PR #3963, opened 2025-05-05
social login tweaks and fixes

vitek-rostislav:
- Removed unused dependencies
- added definition for front-login SF page route to avoid the path hardcoding in the controller - the page is also defined in the SF routes (see `project-base/storefront/config/routes.ts`) and hence it might be translated which should be then taken into account in the corresponding  `project-base/app/config/shopsys-routing/routing_front_XX.yaml` config files

#### Fixes issues
... 

----
  - https://rv-social-login-route.odin.shopsys.cloud
  - https://cz.rv-social-login-route.odin.shopsys.cloud

### DIFF
--- a/packages/frontend-api/src/Controller/SocialNetworkController.php
+++ b/packages/frontend-api/src/Controller/SocialNetworkController.php
@@ -114,14 +114,17 @@ class SocialNetworkController extends AbstractController
         $refererUrl = $refererUrl ?? $homepageUrl;
         $request->getSession()->remove(self::REFERER_URL);
         $refererUrl = str_replace($this->domain->getUrl(), '', $refererUrl);
-        $url = '/social-login?redirect=' . $refererUrl;
-        $url .= '&showCartMergeInfo=' . ($showCartMergeInfo ? 'true' : 'false');
-        $url .= '&isRegistration=' . ($isRegistration ? 'true' : 'false');
+        $parameters = [
+            'redirect' => $refererUrl,
+            'showCartMergeInfo' => $showCartMergeInfo ? 'true' : 'false',
+            'isRegistration' => $isRegistration ? 'true' : 'false',
+        ];
 
         if ($addExceptionMessage) {
-            $url .= '&exceptionType=socialNetworkLoginException&socialNetwork=' . $type;
+            $parameters['exceptionType'] = 'socialNetworkLoginException';
+            $parameters['socialNetwork'] = $type;
         }
 
-        return $url;
+        return $this->generateUrl('front_social_network_login_page', $parameters, UrlGeneratorInterface::RELATIVE_PATH);
     }
 }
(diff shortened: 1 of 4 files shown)


project-base/app/config/shopsys-routing/routing_front_sk.yaml
```diff
@@ -41,3 +41,6 @@ front_stores:
 
 front_complaint_detail:
     path: /zakaznik/detail-reklamace
+
```
grossmannmartin: please add upgrade notes :)

grossmannmartin (approved):

packages/frontend-api/src/Controller/SocialNetworkController.php
```diff
@@ -126,7 +114,7 @@ protected function getRefererUrl(
         $refererUrl = $refererUrl ?? $homepageUrl;
         $request->getSession()->remove(self::REFERER_URL);
         $refererUrl = str_replace($this->domain->getUrl(), '', $refererUrl);
-        $url = '/social-login?redirect=' . $refererUrl;
+        $url = sprintf('%s?redirect=%s', $this->generateUrl('front_social_network_login_page', referenceType: UrlGeneratorInterface::RELATIVE_PATH), $refererUrl);
```
pk16011990: Why don't we use generateUrl parameters for the URL instead of the sprintf? And it will be escaped correctly.

project-base/app/config/shopsys-routing/routing_front_cs.yaml
```diff
@@ -41,3 +41,6 @@ front_stores:
 
 front_complaint_detail:
     path: /zakaznik/detail-reklamace
+
+front_social_network_login_page:
+    path: /social-login
```
pk16011990: It looks like a forgotten translation. Why isn't it translated?

pk16011990 (changes requested):

project-base/app/config/shopsys-routing/routing_front_cs.yaml
vitek-rostislav: for some reason, all the SF routes need to be put in the `routes.ts`, even though they are not translated - see https://github.com/shopsys/shopsys/blob/17.0/project-base/storefront/config/routes.ts. This route does not need to be translated (it is just a SF "landing page" after social login is processed on the BE side) but it can be :shrug: I hope the duplication of the definitions will be solved in SSP-3404 after the app router is finished

packages/frontend-api/src/Controller/SocialNetworkController.php
vitek-rostislav: that is a good idea :pray: 14c125f5c1

project-base/app/config/shopsys-routing/routing_front_cs.yaml
vitek-rostislav: moved the route definition to `shopsys_front.yaml`

grossmannmartin (approved):

pk16011990 (approved):

PR #3966, opened 2025-05-06
little environment cleanup

vitek-rostislav:
Phing targets `build-new` and `build-demo` now switch the application to the production environment to avoid confusion when running locally. 

Moreover, Symfony `debug-bundle` and `web-profiler-bundle` packages were moved into the `dev` dependencies as they are not necessary for production.

#### Fixes issues
... 

----
  - https://rv-fix-bundles.odin.shopsys.cloud
  - https://cz.rv-fix-bundles.odin.shopsys.cloud


project-base/app/config/bundles.php
```diff
@@ -46,6 +46,5 @@
     Shopsys\ConvertimBundle\ShopsysConvertimBundle::class => ['all' => true],
     Becklyn\OrderedFormBundle\BecklynOrderedFormBundle::class => ['all' => true],
     Symfony\UX\Icons\UXIconsBundle::class => ['all' => true],
-    Symfony\Bundle\MakerBundle\MakerBundle::class => ['dev' => true],
```
grossmannmartin: ~I don't know about the upgrade notes 🙁~
~If someone follows the upgrade notes, then the maker PR tells them to add this line and then it stays there, or?~

I was thinking about it, and I think this change is not necessary. The main confusion was on my end by running commands without the preferred order.

Although we may improve the platform with the following changes: 
- add switch env type to production into the `build-new` and `build-demo` targets 
    - when you run these targets on development env, the composer-prod is invoked, but the app stays in the dev environment 
- move `symfony/web-profiler-bundle` and `symfony/debug-bundle` to the require-dev section

vitek-rostislav: reworked so this PR is now completely changed :smile:

grossmannmartin (approved):

pk16011990 (approved):

PR #3968, opened 2025-05-08
navigation item route

vitek-rostislav:
FE API now provides information about the friendly URL route name of the navigation item if available, which is then used on SF to display the proper skeleton loader for the navigation item link.

Refactored friendly URL routes definition from yaml to PHP file so the routes can be defined within new `FriendlyUrlRouteEnum` that is then used in the FE API as well.

#### Fixes issues
... 

----
  - https://rv-navigation-link-type.odin.shopsys.cloud
  - https://cz.rv-navigation-link-type.odin.shopsys.cloud


packages/framework/src/Model/Navigation/NavigationItemFacade.php
```diff
@@ -119,15 +127,18 @@ protected function fixUrlInNavigationItemData(NavigationItemData $navigationItem
...
-        if (strpos($navigationItemData->url, 'http') === 0) {
+        $domainUrl = $this->domain->getDomainConfigById($navigationItemData->domainId)->getUrl();
+        $navigationItemData->url = str_replace($domainUrl, '', $navigationItemData->url);
+
+        if (str_starts_with($navigationItemData->url, 'http')) {
             return;
         }
 
-        if (strpos($navigationItemData->url, 'www') === 0) {
+        if (str_starts_with($navigationItemData->url, 'www')) {
```
grossmannmartin: about http and www check - what if I create and use a category named `WWW Tools and libraries`?

project-base/storefront/types/friendlyUrl.ts
```diff
@@ -20,17 +21,17 @@ export type FriendlyUrlPageType =
...
     stores: 'front_stores',
-    store: 'front_stores_detail',
-    flag: 'front_flag_detail',
-    seo_category: 'front_category_seo',
+    store: TypeFriendlyUrlRouteEnum.FrontStoresDetail,
+    flag: TypeFriendlyUrlRouteEnum.FrontFlagDetail,
+    seo_category: TypeFriendlyUrlRouteEnum.FrontCategorySeo,
     complaintNew: 'front_customer_complaint_new',
     complaintList: 'front_customer_complaint_list',
     orderList: 'front_customer_order_list',
```
grossmannmartin, line 37: Does it make sense to add those routes to the enum, too?

grossmannmartin (changes requested):

project-base/storefront/types/friendlyUrl.ts
JanMolcik: I agree, why don't we put them all to the `TypeFriendlyUrlRouteEnum` enum.

JanMolcik (approved):

project-base/storefront/types/friendlyUrl.ts
vitek-rostislav: Yeah, that would be nice, but actually, those are two types of routes:
1) friendly URL (covered by the new enum as they are already completely defined on the BE) - e.g. `/hello-kitty` for a product detail, `tv-audio` for a category, etc.
2) localized URL (not covered by the new enum at the moment) - `/new-complaint`/`nova-reklamace`, `/detail-objednavky`/`order-detail`, etc. -  many of such routes are defined on SF only while some of them are defined on both sides

I would love to unify it, ideally having just one place with their definitions (BE?) and an enum that covers all the routes (or more probably, two enums). I have created a user story for that (see SSP-3404) because with the app router, this section is being rewritten and it makes sense to postpone further refactorings regarding the routes.

packages/framework/src/Model/Navigation/NavigationItemFacade.php
vitek-rostislav: changed the check to `www.` :slightly_smiling_face:

grossmannmartin (approved):

JanMolcik (approved):

project-base/storefront/components/Layout/Header/MobileMenu/MobileMenuContent.tsx
```diff
@@ -99,7 +104,7 @@ export const MobileMenuContent: FC<MobileMenuContentProps> = ({ navigationItems,
             />
 
             <MenuItems
-                className="translate-x-[120%]"
+                className={twJoin('absolute top-16')}
```
JanMolcik: No need for the `twJoin` here.

JanMolcik (approved):

project-base/storefront/components/Layout/Header/MobileMenu/MobileMenuContent.tsx
chlebektomas: fixed

PR #3970, opened 2025-05-08
DISABLE_FORM_FIELDS_FROM_TRANSFER now does not affect superadmin users

vitek-rostislav:
Now, we are able to allow form fields disabling on all environments while keeping the fields always enabled for superadmin. Hence, testers are able to ensure the desired fields are indeed disabled for regular administrators and still test the features even without access to an external system when logged as superadmin.

#### Fixes issues
... 

----
  - https://rv-disable-form-fields.odin.shopsys.cloud
  - https://cz.rv-disable-form-fields.odin.shopsys.cloud

### DIFF
--- a/docs/administration/disabling-form-fields.md
+++ b/docs/administration/disabling-form-fields.md
@@ -1,13 +1,55 @@
 # Disabling form fields
 
-During project implementation, there is usually necessary to have imported some fields from other systems.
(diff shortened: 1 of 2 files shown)


grossmannmartin (approved):

vitek-rostislav:
We will solve this more systematically using optional fields lock

PR #3985, opened 2025-05-16
administrator without filtered domains will see new domains automatically when added

TomasLudvik:

----
  - https://tl-fix-admin-without-new-domains.odin.shopsys.cloud
  - https://cz.tl-fix-admin-without-new-domains.odin.shopsys.cloud

### DIFF
--- a/packages/framework/src/Controller/Admin/SelectAdminDomainsController.php
+++ b/packages/framework/src/Controller/Admin/SelectAdminDomainsController.php
@@ -58,7 +58,7 @@ class SelectAdminDomainsController extends AdminBaseController
             if (count($data) === 0) {
                 $this->addErrorFlash(t('Please select at least one domain.'));
             } else {
-                if (array_values($data) === $this->domain->getAllIds()) {
+                if (count($data) === count($this->domain->getAllIds())) {
                     $data = [];
                 }
 
--- a/packages/framework/src/Controller/Admin/SelectAdminDomainsController.php
+++ b/packages/framework/src/Controller/Admin/SelectAdminDomainsController.php
@@ -4,6 +4,7 @@ declare(strict_types=1);
 
 namespace Shopsys\FrameworkBundle\Controller\Admin;
 
+use Shopsys\FrameworkBundle\Component\Domain\Domain;
 use Shopsys\FrameworkBundle\Form\Admin\Administrator\AdminDomainsFormType;
 use Shopsys\FrameworkBundle\Model\Administrator\AdministratorDataFactory;
 use Shopsys\FrameworkBundle\Model\Administrator\AdministratorFacade;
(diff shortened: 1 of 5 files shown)


packages/framework/src/Model/Administrator/AdministratorDataFactory.php
```diff
@@ -33,7 +33,6 @@ public function create(): AdministratorData
     {
         $administratorData = $this->createInstance();
 
-        $administratorData->displayOnlyDomainIds = $this->domain->getAllIds();
```
grossmannmartin, line 36: domain dependency is no longer necessary

packages/framework/src/Model/Administrator/Administrator.php
```diff
@@ -203,7 +203,7 @@ public function __construct(AdministratorData $administratorData)
         $this->roles = new ArrayCollection();
         $this->transferIssuesLastSeenDateTime = $administratorData->transferIssuesLastSeenDateTime;
         $this->uuid = Uuid::uuid4()->toString();
-        $this->displayOnlyDomainIds = [];
+        $this->displayOnlyDomainIds = null;
```
grossmannmartin: this is null by default

packages/framework/src/Model/Administrator/AdministratorData.php
```diff
@@ -59,6 +59,6 @@ public function __construct()
         $this->roles[] = Roles::ROLE_ADMIN;
         $this->transferIssuesLastSeenDateTime = new DateTime('1970-01-01 00:00:00');
         $this->roleGroup = null;
-        $this->displayOnlyDomainIds = [1];
+        $this->displayOnlyDomainIds = null;
```
grossmannmartin: this is null by default

packages/framework/src/Migrations/Version20250516104642.php
```diff
@@ -0,0 +1,22 @@
...
+class Version20250516104642 extends AbstractMigration
+{
+    /**
+     * @param \Doctrine\DBAL\Schema\Schema $schema
+     */
+    #[Override]
+    public function up(Schema $schema): void
+    {
+        $this->sql('ALTER TABLE administrators ALTER display_only_domain_ids DROP NOT NULL');
+        $this->sql('UPDATE administrators SET display_only_domain_ids = null');
```
grossmannmartin, line 20: I'm not sure about this - this will reset the domain filter for every administrator. Is it necessary?

packages/framework/src/Controller/Admin/SelectAdminDomainsController.php
```diff
@@ -57,6 +58,10 @@ public function filterDomainsAction(Request $request): Response
             if (count($data) === 0) {
                 $this->addErrorFlash(t('Please select at least one domain.'));
             } else {
+                if (array_values($data) === $this->domain->getAllIds()) {
```
grossmannmartin: Can we be sure the order will always be the same? 
Isn't comparing the count of items sufficient?

grossmannmartin (changes requested):

packages/framework/src/Migrations/Version20250516104642.php
TomasLudvik: Yes because there is old migration, that sets it to some value. This means that current administrators with set filter will have to set it once again. I do not think its a big issue.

* * * *

**PROBLEM**
The answer must be every line from the records above that contains the word "section", copied out.

**YOUR SOLUTION**
- move `symfony/web-profiler-bundle` and `symfony/debug-bundle` to the require-dev section
I would love to unify it, ideally having just one place with their definitions (BE?) and an enum that covers all the routes (or more probably, two enums). I have created a user story for that (see SSP-3404) because with the app router, this section is being rewritten and it makes sense to postpone further refactorings regarding the routes.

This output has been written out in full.